The problem: Retype, word for word, every line of the records below starting at the one that contains "PR #1120, opened 2023-10-25" and ending at the one that contains "Filter workflow approvals by id"; include both of those lines and nothing more.
━━━ Given records
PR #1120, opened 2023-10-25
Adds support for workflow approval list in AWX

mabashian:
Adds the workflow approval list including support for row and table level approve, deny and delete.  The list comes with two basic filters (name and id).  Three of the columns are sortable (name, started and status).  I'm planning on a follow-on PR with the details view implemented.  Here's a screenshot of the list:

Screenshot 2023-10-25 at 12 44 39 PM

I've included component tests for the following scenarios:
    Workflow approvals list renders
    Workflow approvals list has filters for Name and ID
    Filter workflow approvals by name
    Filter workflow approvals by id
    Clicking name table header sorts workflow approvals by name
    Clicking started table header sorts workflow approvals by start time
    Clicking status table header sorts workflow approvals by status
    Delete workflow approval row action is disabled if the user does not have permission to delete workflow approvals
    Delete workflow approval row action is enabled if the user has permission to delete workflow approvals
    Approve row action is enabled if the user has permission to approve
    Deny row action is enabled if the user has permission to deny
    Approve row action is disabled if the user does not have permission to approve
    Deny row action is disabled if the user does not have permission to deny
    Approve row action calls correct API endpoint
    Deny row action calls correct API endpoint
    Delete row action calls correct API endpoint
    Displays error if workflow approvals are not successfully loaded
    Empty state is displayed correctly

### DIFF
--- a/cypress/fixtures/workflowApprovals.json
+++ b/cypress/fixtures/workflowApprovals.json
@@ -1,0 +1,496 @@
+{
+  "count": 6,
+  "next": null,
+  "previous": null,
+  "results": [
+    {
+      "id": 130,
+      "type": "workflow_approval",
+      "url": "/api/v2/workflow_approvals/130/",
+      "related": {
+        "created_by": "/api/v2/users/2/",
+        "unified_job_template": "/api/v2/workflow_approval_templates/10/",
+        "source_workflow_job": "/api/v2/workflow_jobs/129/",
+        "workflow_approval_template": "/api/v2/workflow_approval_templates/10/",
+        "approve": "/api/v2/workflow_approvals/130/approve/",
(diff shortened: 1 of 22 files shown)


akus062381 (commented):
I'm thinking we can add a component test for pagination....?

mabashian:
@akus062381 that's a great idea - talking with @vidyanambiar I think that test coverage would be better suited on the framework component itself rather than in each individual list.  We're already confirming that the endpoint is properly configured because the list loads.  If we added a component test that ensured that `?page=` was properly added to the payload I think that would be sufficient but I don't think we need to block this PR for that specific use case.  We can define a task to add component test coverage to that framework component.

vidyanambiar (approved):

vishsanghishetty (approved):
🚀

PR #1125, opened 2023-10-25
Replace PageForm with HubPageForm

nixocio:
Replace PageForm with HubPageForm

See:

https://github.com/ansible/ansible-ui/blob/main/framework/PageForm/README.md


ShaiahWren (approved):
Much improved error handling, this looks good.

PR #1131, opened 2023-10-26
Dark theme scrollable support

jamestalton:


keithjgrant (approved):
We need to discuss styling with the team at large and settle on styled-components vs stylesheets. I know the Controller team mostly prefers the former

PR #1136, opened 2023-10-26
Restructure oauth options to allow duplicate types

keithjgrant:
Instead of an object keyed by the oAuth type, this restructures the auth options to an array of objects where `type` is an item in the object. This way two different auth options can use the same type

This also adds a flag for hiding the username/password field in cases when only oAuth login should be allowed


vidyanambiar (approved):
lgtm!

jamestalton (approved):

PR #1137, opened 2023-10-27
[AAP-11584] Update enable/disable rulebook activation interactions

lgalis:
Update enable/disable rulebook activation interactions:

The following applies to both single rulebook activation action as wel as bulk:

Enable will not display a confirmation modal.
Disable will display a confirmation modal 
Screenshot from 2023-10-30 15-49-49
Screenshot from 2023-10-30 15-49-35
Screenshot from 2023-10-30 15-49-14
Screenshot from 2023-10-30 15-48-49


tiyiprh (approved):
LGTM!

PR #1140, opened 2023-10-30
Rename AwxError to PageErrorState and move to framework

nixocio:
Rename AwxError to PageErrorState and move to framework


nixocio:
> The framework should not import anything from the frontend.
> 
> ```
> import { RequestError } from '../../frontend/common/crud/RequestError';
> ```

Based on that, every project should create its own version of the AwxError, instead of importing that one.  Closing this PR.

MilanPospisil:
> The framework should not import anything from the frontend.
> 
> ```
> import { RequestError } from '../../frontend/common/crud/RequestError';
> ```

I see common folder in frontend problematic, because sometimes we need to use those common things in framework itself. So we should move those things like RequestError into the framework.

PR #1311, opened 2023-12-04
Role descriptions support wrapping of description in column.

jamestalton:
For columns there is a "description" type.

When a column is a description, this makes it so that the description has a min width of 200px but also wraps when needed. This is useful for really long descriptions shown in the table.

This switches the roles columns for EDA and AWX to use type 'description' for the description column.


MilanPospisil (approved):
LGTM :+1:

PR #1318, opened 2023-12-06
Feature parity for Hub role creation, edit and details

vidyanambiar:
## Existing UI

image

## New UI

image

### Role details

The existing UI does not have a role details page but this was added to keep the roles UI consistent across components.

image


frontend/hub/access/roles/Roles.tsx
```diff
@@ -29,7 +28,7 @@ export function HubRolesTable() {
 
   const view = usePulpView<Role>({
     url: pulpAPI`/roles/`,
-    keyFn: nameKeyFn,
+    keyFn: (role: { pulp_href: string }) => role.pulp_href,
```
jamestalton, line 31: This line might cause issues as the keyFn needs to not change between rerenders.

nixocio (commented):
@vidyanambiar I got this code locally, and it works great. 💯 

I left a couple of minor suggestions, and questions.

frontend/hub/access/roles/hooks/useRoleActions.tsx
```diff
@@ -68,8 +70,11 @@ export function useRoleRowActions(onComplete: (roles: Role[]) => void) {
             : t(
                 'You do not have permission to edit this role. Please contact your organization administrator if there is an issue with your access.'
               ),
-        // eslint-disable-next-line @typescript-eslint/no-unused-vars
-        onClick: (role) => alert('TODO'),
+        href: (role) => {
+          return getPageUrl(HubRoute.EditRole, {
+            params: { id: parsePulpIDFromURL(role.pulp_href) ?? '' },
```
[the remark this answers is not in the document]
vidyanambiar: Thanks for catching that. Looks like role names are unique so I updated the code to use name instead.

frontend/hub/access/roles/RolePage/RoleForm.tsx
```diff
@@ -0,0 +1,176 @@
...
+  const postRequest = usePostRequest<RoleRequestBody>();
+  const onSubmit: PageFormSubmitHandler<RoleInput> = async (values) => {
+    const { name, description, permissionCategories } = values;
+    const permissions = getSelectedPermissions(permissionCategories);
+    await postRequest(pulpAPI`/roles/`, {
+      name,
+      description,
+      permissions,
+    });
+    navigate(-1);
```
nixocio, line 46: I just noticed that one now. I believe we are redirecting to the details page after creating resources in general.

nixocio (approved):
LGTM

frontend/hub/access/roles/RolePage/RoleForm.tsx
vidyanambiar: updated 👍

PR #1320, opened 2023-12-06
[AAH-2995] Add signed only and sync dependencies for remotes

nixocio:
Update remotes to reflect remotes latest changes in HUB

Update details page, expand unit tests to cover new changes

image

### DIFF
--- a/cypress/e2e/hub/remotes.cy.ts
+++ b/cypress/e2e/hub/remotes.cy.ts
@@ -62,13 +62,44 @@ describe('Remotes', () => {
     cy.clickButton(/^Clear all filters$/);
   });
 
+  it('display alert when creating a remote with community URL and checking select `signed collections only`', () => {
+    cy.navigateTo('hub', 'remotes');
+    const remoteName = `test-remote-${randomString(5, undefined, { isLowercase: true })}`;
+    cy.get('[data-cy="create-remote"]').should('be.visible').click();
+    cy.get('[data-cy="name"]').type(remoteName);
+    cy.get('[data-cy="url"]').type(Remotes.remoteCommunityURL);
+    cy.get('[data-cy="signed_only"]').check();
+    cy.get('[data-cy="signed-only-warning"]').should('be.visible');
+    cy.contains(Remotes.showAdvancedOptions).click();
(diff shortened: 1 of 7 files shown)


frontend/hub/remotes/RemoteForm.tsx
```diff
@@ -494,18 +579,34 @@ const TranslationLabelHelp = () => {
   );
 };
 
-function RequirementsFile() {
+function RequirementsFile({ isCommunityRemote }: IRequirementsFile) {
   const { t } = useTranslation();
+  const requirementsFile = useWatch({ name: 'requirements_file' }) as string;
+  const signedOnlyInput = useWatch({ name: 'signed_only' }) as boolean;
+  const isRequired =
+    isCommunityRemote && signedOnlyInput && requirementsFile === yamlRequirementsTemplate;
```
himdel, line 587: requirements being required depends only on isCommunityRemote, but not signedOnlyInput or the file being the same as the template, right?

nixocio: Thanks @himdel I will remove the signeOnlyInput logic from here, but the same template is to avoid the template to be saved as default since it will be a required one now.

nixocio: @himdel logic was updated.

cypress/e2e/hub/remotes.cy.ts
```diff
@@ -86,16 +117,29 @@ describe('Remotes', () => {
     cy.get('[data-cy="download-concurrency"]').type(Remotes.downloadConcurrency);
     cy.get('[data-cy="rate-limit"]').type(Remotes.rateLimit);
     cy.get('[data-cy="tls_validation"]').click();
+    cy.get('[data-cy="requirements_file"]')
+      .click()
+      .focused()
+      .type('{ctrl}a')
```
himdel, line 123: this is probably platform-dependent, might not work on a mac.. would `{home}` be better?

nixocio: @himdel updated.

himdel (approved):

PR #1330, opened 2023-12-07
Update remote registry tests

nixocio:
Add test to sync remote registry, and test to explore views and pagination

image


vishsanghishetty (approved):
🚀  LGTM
━━━━━━
━━━ Given records
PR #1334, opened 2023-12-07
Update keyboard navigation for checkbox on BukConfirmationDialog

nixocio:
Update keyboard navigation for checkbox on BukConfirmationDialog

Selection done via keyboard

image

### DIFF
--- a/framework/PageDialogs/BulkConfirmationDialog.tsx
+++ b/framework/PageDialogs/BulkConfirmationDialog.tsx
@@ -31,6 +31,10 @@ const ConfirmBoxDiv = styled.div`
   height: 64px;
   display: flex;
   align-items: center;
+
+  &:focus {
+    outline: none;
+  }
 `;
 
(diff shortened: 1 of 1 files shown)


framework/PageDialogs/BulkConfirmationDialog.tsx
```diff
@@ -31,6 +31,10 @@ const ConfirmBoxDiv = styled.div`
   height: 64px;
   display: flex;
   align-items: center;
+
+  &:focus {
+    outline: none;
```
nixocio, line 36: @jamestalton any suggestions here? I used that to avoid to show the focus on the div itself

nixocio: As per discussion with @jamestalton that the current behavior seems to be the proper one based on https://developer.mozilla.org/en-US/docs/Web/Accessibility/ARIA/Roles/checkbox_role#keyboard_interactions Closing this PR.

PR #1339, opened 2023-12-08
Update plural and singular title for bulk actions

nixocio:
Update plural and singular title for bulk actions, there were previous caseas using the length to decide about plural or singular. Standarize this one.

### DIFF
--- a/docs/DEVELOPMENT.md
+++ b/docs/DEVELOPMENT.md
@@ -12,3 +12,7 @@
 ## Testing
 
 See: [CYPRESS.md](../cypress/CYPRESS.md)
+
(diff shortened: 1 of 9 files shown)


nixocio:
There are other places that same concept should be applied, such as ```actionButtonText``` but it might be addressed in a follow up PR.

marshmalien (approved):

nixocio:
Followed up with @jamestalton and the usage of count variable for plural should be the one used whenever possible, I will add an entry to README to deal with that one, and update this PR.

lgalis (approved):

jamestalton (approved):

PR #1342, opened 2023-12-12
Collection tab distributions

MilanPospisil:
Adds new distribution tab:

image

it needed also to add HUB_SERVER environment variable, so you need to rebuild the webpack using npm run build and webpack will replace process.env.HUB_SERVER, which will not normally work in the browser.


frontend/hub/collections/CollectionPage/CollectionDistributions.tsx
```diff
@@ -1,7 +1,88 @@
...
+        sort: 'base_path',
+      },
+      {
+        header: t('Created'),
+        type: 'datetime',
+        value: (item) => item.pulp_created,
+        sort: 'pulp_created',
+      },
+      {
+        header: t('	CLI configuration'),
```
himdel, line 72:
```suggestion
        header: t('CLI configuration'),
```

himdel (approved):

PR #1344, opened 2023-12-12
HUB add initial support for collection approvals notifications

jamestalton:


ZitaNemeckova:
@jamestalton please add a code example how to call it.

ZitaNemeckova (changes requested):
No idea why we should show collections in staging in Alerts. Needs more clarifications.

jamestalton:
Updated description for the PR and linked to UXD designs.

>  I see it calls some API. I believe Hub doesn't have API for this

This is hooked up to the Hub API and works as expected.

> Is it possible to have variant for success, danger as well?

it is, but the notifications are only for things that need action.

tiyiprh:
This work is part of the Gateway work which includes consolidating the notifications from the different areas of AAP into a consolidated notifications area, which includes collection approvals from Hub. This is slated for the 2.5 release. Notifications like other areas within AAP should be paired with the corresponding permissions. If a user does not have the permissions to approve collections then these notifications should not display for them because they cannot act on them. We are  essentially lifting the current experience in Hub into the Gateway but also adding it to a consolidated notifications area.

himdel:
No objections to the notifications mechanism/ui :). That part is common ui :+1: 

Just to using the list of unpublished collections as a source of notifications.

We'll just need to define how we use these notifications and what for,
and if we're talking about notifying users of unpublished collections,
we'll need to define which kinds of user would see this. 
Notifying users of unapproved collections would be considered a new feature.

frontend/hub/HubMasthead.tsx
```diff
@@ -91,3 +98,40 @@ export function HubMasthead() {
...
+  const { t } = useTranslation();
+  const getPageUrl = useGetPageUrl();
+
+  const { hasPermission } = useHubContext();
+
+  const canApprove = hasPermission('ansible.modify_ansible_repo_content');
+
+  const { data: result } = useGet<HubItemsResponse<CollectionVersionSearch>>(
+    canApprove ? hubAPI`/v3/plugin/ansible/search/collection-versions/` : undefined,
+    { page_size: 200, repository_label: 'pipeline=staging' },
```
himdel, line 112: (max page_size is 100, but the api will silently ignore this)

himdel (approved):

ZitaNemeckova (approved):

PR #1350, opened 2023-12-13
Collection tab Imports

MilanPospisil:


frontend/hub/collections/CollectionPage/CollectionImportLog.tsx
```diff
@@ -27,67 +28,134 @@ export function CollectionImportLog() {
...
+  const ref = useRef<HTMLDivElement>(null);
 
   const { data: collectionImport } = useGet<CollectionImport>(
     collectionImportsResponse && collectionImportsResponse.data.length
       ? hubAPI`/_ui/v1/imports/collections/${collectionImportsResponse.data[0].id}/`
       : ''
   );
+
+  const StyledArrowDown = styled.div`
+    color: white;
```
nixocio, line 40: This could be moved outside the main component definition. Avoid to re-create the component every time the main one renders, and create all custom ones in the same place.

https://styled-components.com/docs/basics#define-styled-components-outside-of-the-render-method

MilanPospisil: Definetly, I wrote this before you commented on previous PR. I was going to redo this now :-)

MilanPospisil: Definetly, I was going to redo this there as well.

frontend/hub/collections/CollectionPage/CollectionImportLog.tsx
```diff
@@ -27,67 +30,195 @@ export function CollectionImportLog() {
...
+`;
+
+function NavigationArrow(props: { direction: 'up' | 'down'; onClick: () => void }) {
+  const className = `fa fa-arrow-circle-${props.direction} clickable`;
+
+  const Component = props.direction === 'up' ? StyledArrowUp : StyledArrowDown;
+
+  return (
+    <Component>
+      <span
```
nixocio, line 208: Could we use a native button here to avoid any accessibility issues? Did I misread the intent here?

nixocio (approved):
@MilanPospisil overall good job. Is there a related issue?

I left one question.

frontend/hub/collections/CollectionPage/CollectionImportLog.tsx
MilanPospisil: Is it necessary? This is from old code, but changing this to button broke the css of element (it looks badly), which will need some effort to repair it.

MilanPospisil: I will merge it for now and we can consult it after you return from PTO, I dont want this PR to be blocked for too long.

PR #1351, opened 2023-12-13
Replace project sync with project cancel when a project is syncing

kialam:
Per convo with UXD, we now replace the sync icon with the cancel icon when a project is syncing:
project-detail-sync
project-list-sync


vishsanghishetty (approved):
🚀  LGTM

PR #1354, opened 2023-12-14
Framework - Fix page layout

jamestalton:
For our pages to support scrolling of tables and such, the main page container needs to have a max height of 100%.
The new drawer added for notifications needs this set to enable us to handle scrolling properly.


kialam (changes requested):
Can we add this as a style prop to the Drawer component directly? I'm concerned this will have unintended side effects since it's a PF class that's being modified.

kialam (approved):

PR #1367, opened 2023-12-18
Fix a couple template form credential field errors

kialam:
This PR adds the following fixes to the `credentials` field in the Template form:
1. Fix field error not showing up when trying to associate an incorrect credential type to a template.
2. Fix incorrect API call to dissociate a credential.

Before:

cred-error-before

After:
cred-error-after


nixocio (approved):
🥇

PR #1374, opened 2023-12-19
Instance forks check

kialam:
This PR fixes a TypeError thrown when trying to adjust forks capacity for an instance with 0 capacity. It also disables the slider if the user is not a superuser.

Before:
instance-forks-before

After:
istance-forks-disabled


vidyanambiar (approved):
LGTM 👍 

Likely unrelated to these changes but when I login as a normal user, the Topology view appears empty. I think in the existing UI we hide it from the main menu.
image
━━━━━━
Solution to this problem:
PR #1120, opened 2023-10-25
Adds support for workflow approval list in AWX

mabashian:
Adds the workflow approval list including support for row and table level approve, deny and delete.  The list comes with two basic filters (name and id).  Three of the columns are sortable (name, started and status).  I'm planning on a follow-on PR with the details view implemented.  Here's a screenshot of the list:

Screenshot 2023-10-25 at 12 44 39 PM

I've included component tests for the following scenarios:
    Workflow approvals list renders
    Workflow approvals list has filters for Name and ID
    Filter workflow approvals by name
    Filter workflow approvals by id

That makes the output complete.